One of the unpublicized secrets of economics/marketing is that there is no number you can put on something to define what it "should" cost, or how much it is "worth".  The value of something, or the price of it, is simply what people are willing to pay.  There is certainly the cost of producing the item.  No one can sell for that price or less without losing money (not that it doesn't happen -- for good or nefarious reasons).  But above that, the market decides.

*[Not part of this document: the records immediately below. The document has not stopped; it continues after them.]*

PR #40, opened 2017-02-09
Added Robust error checking for timescale directive

drsam94:
There are a lot of annoying rules and corner cases for this, but this should handle all of them.

### DIFF
--- a/source/Preprocessor.cpp
+++ b/source/Preprocessor.cpp
@@ -397,35 +397,36 @@ Trivia Preprocessor::handleEndIfDirective(Token directive) {
 }
 
 bool Preprocessor::expectTimescaleSpecifier(Token& value, Token& unit) {
-    auto firstToken = peek();
-    if (firstToken.kind == TokenKind::IntegerLiteral) {
+    auto token = peek();
+    if (token.kind == TokenKind::IntegerLiteral) {
         value = consume();
         unit = expect(TokenKind::Identifier);
-    } else if (firstToken.kind == TokenKind::TimeLiteral) {
-        auto token = consume();
+        return true;
+    } else if (token.kind == TokenKind::TimeLiteral) {
+        bool success = true;
+        // So long as we are dealing with a time literal, we should consume and
+        // output the split tokens, even though those split tokens might be
+        // invalid if the data is poorly formated, i.e with a number other than
+        // 1,10,100
 
         // get_if necessary to check for the case where there is a double TimeLiteral
         const SVInt *val = std::get_if<SVInt>(&token.numericValue());
-        if (val == nullptr) {
-            addError(DiagCode::InvalidTimescaleSpecifier, token.location());
-            return false;
-        }
-
-        // check for the only allowed values: 1, 10, 100
         StringRef numText;
-        if      (*val == 1) numText = "1";
+        if (val == nullptr) {
+            // create a dummy value to place in the generated token
+            val = alloc.emplace<SVInt>(16, 0, true);
+            success = false;
+        }
+        else if (*val == 1) numText = "1";
         else if (*val == 10) numText = "10";
         else if (*val == 100) numText = "100";
-        else {
-            addError(DiagCode::InvalidTimescaleSpecifier, token.location());
-            return false;
-        }
+        else success = false;
 
-        // Split the TimeLiteral into a IntegerLiteral and Identifer token
+        // generate the tokens that come from splitting the TimeLiteral
         Token::Info* valueInfo = alloc.emplace<Token::Info>(token.trivia(),
             numText, token.location(), token.getInfo()->flags);
         value = *alloc.emplace<Token>(TokenKind::IntegerLiteral, valueInfo);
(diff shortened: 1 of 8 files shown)


source/Token.cpp
```diff
@@ -242,4 +242,35 @@ Token Token::createExpected(BumpAllocator& alloc, Diagnostics& diagnostics, Toke
...
+
+StringRef timeUnitToSuffix(TimeUnit unit) {
+    switch (unit) {
+        case TimeUnit::Seconds: return "s";
+        case TimeUnit::Milliseconds: return "ms";
+        case TimeUnit::Microseconds: return "us";
+        case TimeUnit::Nanoseconds: return "ns";
+        case TimeUnit::Picoseconds: return "ps";
+        case TimeUnit::Femtoseconds: return "fs";
+    }
```
MikePopoloski: Need a default case here to avoid warnings.

source/Preprocessor.cpp
```diff
@@ -395,28 +396,70 @@ Trivia Preprocessor::handleEndIfDirective(Token directive) {
...
-void Preprocessor::expectTimescaleSpecifier(Token& value, Token& unit) {
-    // TODO: check for allowed values
-    auto token = peek();
-    if (token.kind == TokenKind::IntegerLiteral) {
+bool Preprocessor::expectTimescaleSpecifier(Token& value, Token& unit) {
+    if (peek().kind == TokenKind::IntegerLiteral) {
         value = consume();
         unit = expect(TokenKind::Identifier);
+    } else {
+        auto token = expect(TokenKind::TimeLiteral);
```
MikePopoloski: Rather than expect() here, maybe just use peek() and look for the TimeLiteral token. That way we don't potentially create a new missing token with some valid trivia (like if there was whitespace there or something) and then throw it away.

Basically if peek() doesn't give us an integer literal or a time literal, just expect(IntegerLiteral) expect(Identifier) and we're done.

source/Preprocessor.cpp
```diff
@@ -395,28 +396,70 @@ Trivia Preprocessor::handleEndIfDirective(Token directive) {
...
+        if (token.isMissing()) {
+            value = Token::createMissing(alloc, TokenKind::IntegerLiteral, token.location());
+            unit = Token::createMissing(alloc, TokenKind::Identifier, token.location());
+            return false;
+        }
+
+        const SVInt *val = std::get_if<SVInt>(&token.numericValue());
```
MikePopoloski: If you modify to use peek() above then this won't be an issue, but right now we're consuming that time unit token and then losing it if doesn't have a numeric value. We want to always be able to round trip back to the original source even when weird errors like this happen.

source/Preprocessor.cpp
```diff
@@ -395,28 +396,70 @@ Trivia Preprocessor::handleEndIfDirective(Token directive) {
...
+        else if (*val == 10) numText = "10";
+        else if (*val == 100) numText = "100";
+        else {
+            addError(DiagCode::InvalidTimescaleSpecifier, token.location());
+            return false;
+        }
+
+        // Split the TimeLiteral into a IntegerLiteral and Identifer token
+        Token::Info* valueInfo = alloc.emplace<Token::Info>(token.trivia(),
+            numText, token.location(), token.getInfo()->flags | TokenFlags::IsFromPreprocessor);
```
MikePopoloski: Hmm, we probably don't want to add the IsFromPreprocessor flag. The point of that is so that we can accurately reproduce the source that the user typed; anything from the preprocessor (such as from includes or macro expansion) wasn't actually there, so we hide it, but these tokens are actually there in the source.

source/Preprocessor.cpp
drsam94: Even with peek, this check is necessary to make sure it isn't a double, as then it would be a valid TimeLiteral but not valid for a Timescale specifier

source/Preprocessor.cpp
drsam94: alright. I added it because it is literally true, but that makes sense. These are a reinterpretation of an existing token, rather than actual newly added tokens.

source/Preprocessor.cpp
```diff
@@ -424,16 +423,20 @@ bool Preprocessor::expectTimescaleSpecifier(Token& value, Token& unit) {
...
 
         StringRef timeUnitSuffix = timeUnitToSuffix(token.numericFlags().unit);
         Token::Info* unitInfo = alloc.emplace<Token::Info>(token.trivia(),
             timeUnitSuffix,
-            token.location() + numText.length(), token.getInfo()->flags | TokenFlags::IsFromPreprocessor);
+            token.location() + numText.length(), token.getInfo()->flags);
         unit = *alloc.emplace<Token>(TokenKind::Identifier, unitInfo);
         unitInfo->extra = IdentifierType::Normal;
+    } else {
+        value = Token::createExpected(alloc, diagnostics, firstToken, TokenKind::IntegerLiteral, lastConsumed);
```
MikePopoloski: Probably easier to just call expect() here, but this works too.

PR #43, opened 2017-02-09
SemanticModel: handle ProceduralBlock and DataDeclaration

Baranowski:
Create Symbols for ProceduralBlock and Data.
Let GenerateBlock have it's own scope
Test the above

### DIFF
--- a/include/Symbol.h
+++ b/include/Symbol.h
@@ -27,7 +27,7 @@ enum class SymbolKind {
     GenerateBlock,
     LocalVariable,
     ProceduralBlock,
-    Data
+    Variable
 };
 
 class Symbol {
@@ -204,9 +204,9 @@ public:
         Symbol(SymbolKind::Genvar, name, location) {}
 };
 
-class DataSymbol : public Symbol {
+class VariableSymbol : public Symbol {
 public:
-    class DataSymbolModifiers {
+    class VariableSymbolModifiers {
     public:
         unsigned int constM : 1;
         unsigned int varM : 1;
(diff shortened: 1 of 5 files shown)


include/Symbol.h
```diff
@@ -25,7 +25,9 @@ enum class SymbolKind {
     Attribute,
     Genvar,
     GenerateBlock,
-    LocalVariable
+    LocalVariable,
+    ProceduralBlock,
+    Data
```
MikePopoloski: I think I would just call this is a Variable symbol instead of data, and LocalVariable will probably be removed in favor of that.

source/SemanticModel.cpp
```diff
@@ -359,20 +366,81 @@ void SemanticModel::handleLoopGenerate(const LoopGenerateSyntax* syntax, SmallVe
...
+    Scope *scope = alloc.emplace<Scope>(_scope);
+    SmallVectorSized<const Symbol*, 2> children;
+    //TODO handleStatement(syntax->statement, children, scope);
+    results.append(alloc.emplace<ProceduralBlock>(
+        children.copy(alloc), proceduralBlockKindFromKeyword(syntax->keyword), scope));
+}
+
+void SemanticModel::handleDataDeclaration(const DataDeclarationSyntax *syntax, SmallVector<const Symbol *>& results, Scope* scope) {
+    DataSymbol::DataSymbolModifiers modifiers;
+    modifiers.constM = std::find_if(syntax->modifiers.begin(), syntax->modifiers.end(), [](auto tk) {return tk.kind == TokenKind::ConstKeyword;}) != syntax->modifiers.end();
```
MikePopoloski: This section is a little wasteful since we loop over every modifier for every modifier type. Not a huge deal since there won't ever be a lot of them, but to do the minimum work we'd just loop over syntax->modifiers once, switch() on the kind and then set the modifier member appropriately.

Baranowski:
Rebased and pushed to master

PR #45, opened 2017-02-09
Clean up function parsing and bind function symbols

MikePopoloski:
This binds function and task definitions (though not their bodies yet; that'll be my next step).

The parser code for function ports was being lazy and reusing module port parsing, but they're actually fairly different so I added proper parsing support there.


MikePopoloski:
You're right. I added a test for it.

PR #47, opened 2017-02-10
Start adding statement binding, merge LocalVariable and Variable symbols

MikePopoloski:
Currently only supports return statements. I should probably rename ExpressionBinder now, since it also binds statements.

This also merges the LocalVariable and Variable symbols, since they're basically the same thing, and adds an error when symbol lookup fails to find them.

### DIFF
--- a/include/Symbol.h
+++ b/include/Symbol.h
@@ -9,6 +9,10 @@
 
 namespace slang {
 
+class BoundExpression;
+class BoundStatement;
+class BoundStatementList;
+
 enum class SymbolKind {
     Unknown,
     IntegralType,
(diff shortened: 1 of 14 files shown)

So, discounts and coupons and the many other manipulations of price, are a marketers way to try to "segment" consumers according to how much they are willing to pay.  For example, suppose you sell some product, say toothpaste, that costs you $2.50 to make.  If you sell it for $3.00 to everyone, you make 50 cents profit on each tube.  However, you can probably make more.  There might be some people who aren't buying it, but would if it only cost $2.80, and there might be some people who are buying it, but would still buy it at $3.20.   You, the producer of toothpaste are losing money either way.  So, you can raise the price to $3.20 to get 20 cents more from the customers who would pay more, but then you could make 40 cent coupons available, which will allow the customers who are only willing to pay $2.80 to buy your toothpaste, too, and you get 30 cents of profit from them whereas before you were getting nothing.  Of course, whether you're better off in the long run depends on how many of each kind of customer there are.

When it works, it is a way for marketers to get customers to segment themselves according to their own price-sensitivity.  For someone who doesn't mind paying $3.20 its not worth the time and effort to clip coupons.  But for someone who would only pay $2.80, the coupon lets them pay that price.

Sales and discounts work the same way.  As long as you make it a little bit harder to get the lower price, there will usually be some customers for whom the discount is not worth the effort.